2. The Bulgarian Government (“the Government”) were represented by their Agent, Ms M. Dimitrova, of the Ministry of Justice.
A. The circumstances of the case
3. The facts of the case, as submitted by the parties, may be summarised as follows.
4. The applicant brought civil proceedings against his former employer, claiming that he had been dismissed unlawfully. He asked to be reinstated and sought damages of over 11,000 Bulgarian levs (BGN corresponding to about EUR 5,500). His claim was rejected at first instance by the Sofia District Court, but granted almost in its entirety on appeal by the Sofia City Court on 17 March 2005.
5. The other party, his former employer, a company, appealed in cassation in May 2005. The applicant submitted a written response to the cassation appeal. His response was dated 21 July 2005; it was received at the Sofia City Court on 25 July 2005. The file was then sent by the Sofia City Court to the Supreme Court of Cassation (“the SCC”) for examination. The SCC gave the file a number in September 2005 and scheduled a hearing for 9 December 2008.
6. In the meantime, a new Code of Civil Procedure was adopted in July 2007, a major part of which was to enter into force on 1 March 2008. According to paragraph 2 (4) of the Code ’ s Transitional and Concluding Provisions, all labour disputes pending before the SCC and in which a hearing had been scheduled for later than 30 June 2008 had to be transferred to “the appropriate court of appeal”.

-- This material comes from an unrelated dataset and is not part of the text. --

PR #169, opened 2026-07-31
feat(api): restore agent-safe describe/list/search output [DEVEX-702]

jpage-godaddy:
## Summary

Restores agent-safe output for `api describe`/`domain list`/`endpoint list`/`search` (parity gap #9 from the original Rust-port review, DEVEX-702:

7. On 7 August 2007 the SCC terminated the proceedings before it and sent the case to the Sofia Court of Appeal (“SCA”) for information and action. The applicant was not informed of the transfer of the case to the SCA and the applicant ’ s written response to the cassation appeal of his former employer was not transmitted to the SCA.
8. On 6 and 19 February 2008 the SCA sent two letters to the other party, the applicant ’ s former employer, informing the company that the proceedings in the case it had brought would be terminated if it failed to pay the requisite court fee. The company replied on 5 March 2008 that it had paid the fee.
9. The SCA scheduled a hearing for 27 May 2008. It notified the parties of the hearing via publication in the State Gazette, in accordance with the applicable legal provision (see paragraph 13 below). The record of the hearing showed that the SCA had noted that the parties had been regularly notified and had not sent representatives, and also that the case was ready for decision.
10. The SCA examined the company ’ s cassation appeal on the merits. It delivered a final judgment on 23 July 2008, quashing the decision of the Sofia City Court which had upheld the applicant ’ s claim. The SCA noted in its judgment that the applicant had made no submissions in respect of the arguments and claims put forward in the cassation appeal. The court then observed that, taking into account the submissions of the company and the available information in the case file, the company ’ s counterclaims against the applicant were justified. The SCA found in favour of the applicant ’ s former employer.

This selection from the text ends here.